Did You Know? Your brain alone contains roughly 25% of your body’s total cholesterol — and it needs it for memory and communication⁶.
The French Paradox – When Fat Doesn’t Equal Disease
This entire series started in France. I’ve recently spent time traveling through France, and I’ll admit I ate my way through the country … twice … hopefully in the future. Cheese, butter, pâté, croissants ... things I just point to on the menu … if it was rich and delicious I tried it. I felt so guilty. I felt like each bite was taking days off my life. And yet, the French looked healthy. They weren’t avoiding fat. They were embracing it joyfully. They cooked with butter, drizzled olive oil on everything, and never skipped the cheese course.
So how could a culture that eats so much fat have lower rates of heart disease than we do in the U.S.? That’s the French Paradox⁷: the idea that the French consume more saturated fat but have significantly fewer cardiovascular problems.

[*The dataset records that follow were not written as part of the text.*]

Issue #779, opened 2024-05-16
Change ISSUE_TEMPLATE.md


DLu:
1. This repo uses an old version of [issue templates](https://github.com/ros2/launch/blob/rolling/.github/ISSUE_TEMPLATE.md) that Github warns against. 
2. The issue template directs people to ROS answers: https://answers.ros.org

peterborkuti:
Hi @audrow ,
I thought, I could help. See my PR.

PR #782, opened 2024-05-24
Add github templates for bug reports and features. Also links for important ROS related sites.

peterborkuti:
Hi,
I checked #779 and I thought, I could help.
This is what you were thinking about?

You can try the configurations here:
https://github.com/peterborkuti/launch/issues

Here is how it looks like:
image

image

image

I was thinking about creating drop downs with OS and DDS versions.

Hope you like it
Péter


DLu:
:+1:

.github/ISSUE_TEMPLATE/bug_report.yml
```diff
@@ -0,0 +1,62 @@
...
+    attributes:
+      label: "Version or commit hash:"
+    validations:
+      required: true
+  - type: input      
+    id: dds
+    attributes:
+      label: "DDS implementation:"
+    validations:
+      required: true
```
fujitatomoya, line 26: It does not have to be pull down, but can we add possible choices like, `rmw_fastrtps`, `rmw_connextdds` and `rmw_cyclonedds`? (there are more rmw implementations.) it would be easier for user to understand what needs to be filled in here especially beginners?

the same comment goes to `clientlib`.

fujitatomoya (commented):
IMO this is good enhancement! thanks for the PR.

.github/ISSUE_TEMPLATE/bug_report.yml
peterborkuti: Sure, I was thinking about it.
The possibilities:
1) Placeholder text
2) Some explanation before the label. Examples and how the user can check it, like: "ros2 doctor --report and check the line: middleware name".
3) Dropdown with the option "Other". In this case, we need another field for input for "Other".

In all the cases, I may keep the explanation.
You can choose, what you prefer. Or you can suggest another method.
Péter

.github/ISSUE_TEMPLATE/bug_report.yml
```diff
@@ -0,0 +1,69 @@
...
+  - type: input
+    id: version
+    attributes:
+      label: "Version or commit hash:"
+    validations:
+      required: true
+  - type: input      
+    id: dds
+    attributes:
+      label: "DDS implementation:"
```
fujitatomoya, line 24: DDS implementation is the one of the RMW implementation, this should be `RMW` (ROS Middle Ware).

```suggestion
      label: "RMW implementation:"
```

.github/ISSUE_TEMPLATE/bug_report.yml
```diff
@@ -0,0 +1,69 @@
...
+      description: |
+        **Examples:** *rmw_fastrtps_cpp*, *rmw_connextdds*, *rmw_cyclonedds_cpp*, ...
+        You can check it with the command: `ros2 doctor --report`
+        Find the line starting with `middleware name` in the report.
```
fujitatomoya, line 28: This looks good to me.

BTW, if we introduce `ros2 doctor --report` (which i think good idea), can we have dedicated field like `Output from ros2 doctor --report`?

fujitatomoya (changes requested):

.github/ISSUE_TEMPLATE/bug_report.yml
peterborkuti: Hi, done.
I also add some more descriptions.
My only concern is that ros2 doctor --report contains nearly every info (OS version, ros version, rmw) so in this case we are asking these info two times from the user.

fujitatomoya: that is true, lets see more feedback from the community.

peterborkuti: In the meantime, I formatted the ros2 doctor report and I changed the default value to be a placeholder to force the user  fill in the reproduction steps.

fujitatomoya (approved):

.github/ISSUE_TEMPLATE/bug_report.yml
```diff
@@ -0,0 +1,85 @@
...
+  - type: markdown
+    attributes:
+      value: "**Required Info:**"
+  - type: input
+    id: os
+    attributes:
+      label: "Operating System:"
+      description: |
+        Please try to be specific.
+        For linux please use the command `uname -a` from a terminal and copy paste its output here.
```
audrow, line 15:
```suggestion
        For Linux, please use the command `uname -a` from a terminal and copy paste its output here.
```

.github/ISSUE_TEMPLATE/bug_report.yml
```diff
@@ -0,0 +1,85 @@
...
+        For windows, open a terminal (Win key + R and type `cmd`), type the command `ver` and press enter. Then copy paste the output here.
```
audrow, line 16:
```suggestion
        For Windows, open a terminal (Win key + R and type `cmd`), type the command `ver` and press enter. Then copy paste the output here.
```

.github/ISSUE_TEMPLATE/config.yml
```diff
@@ -0,0 +1,11 @@
...
+contact_links:
+  - name: Robotics Stack Exchange
+    url: https://robotics.stackexchange.com/
+    about: Please ask and answer questions here.
+  - name: Documentation for Active ROS Distributions
+    url: https://docs.ros.org/
+    about: Please check our documentation here.
+  - name: ROS Discourse
+    url: https://discourse.ros.org/
+    about: Talk about ROS and ROS related things.
```
audrow, line 11:
```suggestion
    about: Talk about ROS and ROS-related things.
```

audrow (commented):
This is great!

I made a few small suggestions.

It's also probably best to remove the existing issue template correct?

.github/ISSUE_TEMPLATE/bug_report.yml
```diff
@@ -0,0 +1,85 @@
...
+        Client libraries are the APIs that allow users to implement their ROS 2 code.
+    validations:
+      required: false
+  - type: textarea
+    id: doctor
+    attributes:
+      label: "'ros2 doctor --report' output"
+      description: |
+        It can help us knowing the details of your ROS environment.
+        Please use the command `ros2 doctor --report` and copy paste it's output here.
```
christophebedard, line 52:
```suggestion
        Please use the command `ros2 doctor --report` and copy paste its output here.
```

.github/ISSUE_TEMPLATE/bug_report.yml
```diff
@@ -0,0 +1,85 @@
...
+      render: Formatted
+    validations:
+      required: false
+  - type: textarea
+    id: repro
+    attributes:
+      label: "Steps to reproduce issue"
+      description: "How do you trigger this bug? Please walk us through it step by step."
```
christophebedard, line 60: Since this part is very important, I think we should be more specific here:

```suggestion
      description: |
        How do you trigger this bug? Please walk us through it step by step.
        Include all the commands you ran in the exact order you ran them so that anyone can reproduce the bug.
```

.github/ISSUE_TEMPLATE/bug_report.yml
```diff
@@ -0,0 +1,85 @@
+name: Bug Report
+description: File a bug report.
+title: "[Bug]: "
```
christophebedard, line 3: I just wanted to point out that this will result in "[Bug]: " being pre-filled in the issue title field. However, we do not really use "[Bug]:" or "[Feature]:" prefixes in issue titles in the ROS 2 repos.

@audrow thoughts?

audrow: Good point. I suppose it should be removed. We generally seem to prefer labels.

peterborkuti: Thanks, I removed both.

peterborkuti (commented):
Thank you for your suggestions.

audrow:
@peterborkuti, should the existing template be removed in this PR?

peterborkuti:
@audrow
I hope, its done. I removed the old template and fixed the DCO issues.

peterborkuti:
Hi,
Is there any issue with this version?

.github/ISSUE_TEMPLATE/feature_request.yml
```diff
@@ -0,0 +1,19 @@
+name: Feature request
+description: File a feature request.
+labels: ["feature"]
```
fujitatomoya, line 3: I would use the default labels provided by github, so that we cannot miss tagging.

```suggestion
labels: ["enhancement"]
```

fujitatomoya:
The current plan is to go with org template https://github.com/ros2/.github/pull/3, so i will go ahead to close this for now. if the repository specific templates are required, of course we can do that for each repository templete.

peterborkuti:
Dear @fujitatomoya 
As I was working on this for many months and I did 10+ times what you asked, I would be very happy if you would ask me to do it for the ros2 repo. Of course, you can do whatever yo want. But it is a bit rude, I may say.
Now I think, that it was a good thing, that I tested the ROS2 dev community with this pull request.

fujitatomoya:
@peterborkuti 

My apology for this decision change after all these iteration, but this sometimes happens after discussion with developers. I really appreciate you for being so responsive to apply the changes, thanks for that. i did not mean to be rude. as you pointed out, i should have been much louder on this change with you to share the progress. (i missed you on https://github.com/ros2/.github/pull/3, so added as co-author, sorry about that too.)

besides, if this is still better for this repository specific templates, feel free to reopen.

It turns out, the answer has less to do with what they eat and more to do with how they eat: smaller portions, fresher ingredients, slower meals, and MOST IMPORTANTLY fewer processed foods. France’s heart-disease rate is roughly 30% lower than the U.S. despite higher fat consumption⁸.
The Fast-Food Fat Trap – How Modern Convenience Rewrites Nutrition
Back home, things look different. The average American now gets nearly 40% of daily calories from fat. That’s actually not all that bad. Unfortunately it comes from fried or processed foods⁹ and that’s really bad. That’s not the kind of fat our grandparents cooked with. Trans fat is cheap industrial oils that can be heated over and over again. It cuts down operational costs by loading the oil with with trans fats and paired with refined carbs and sugar.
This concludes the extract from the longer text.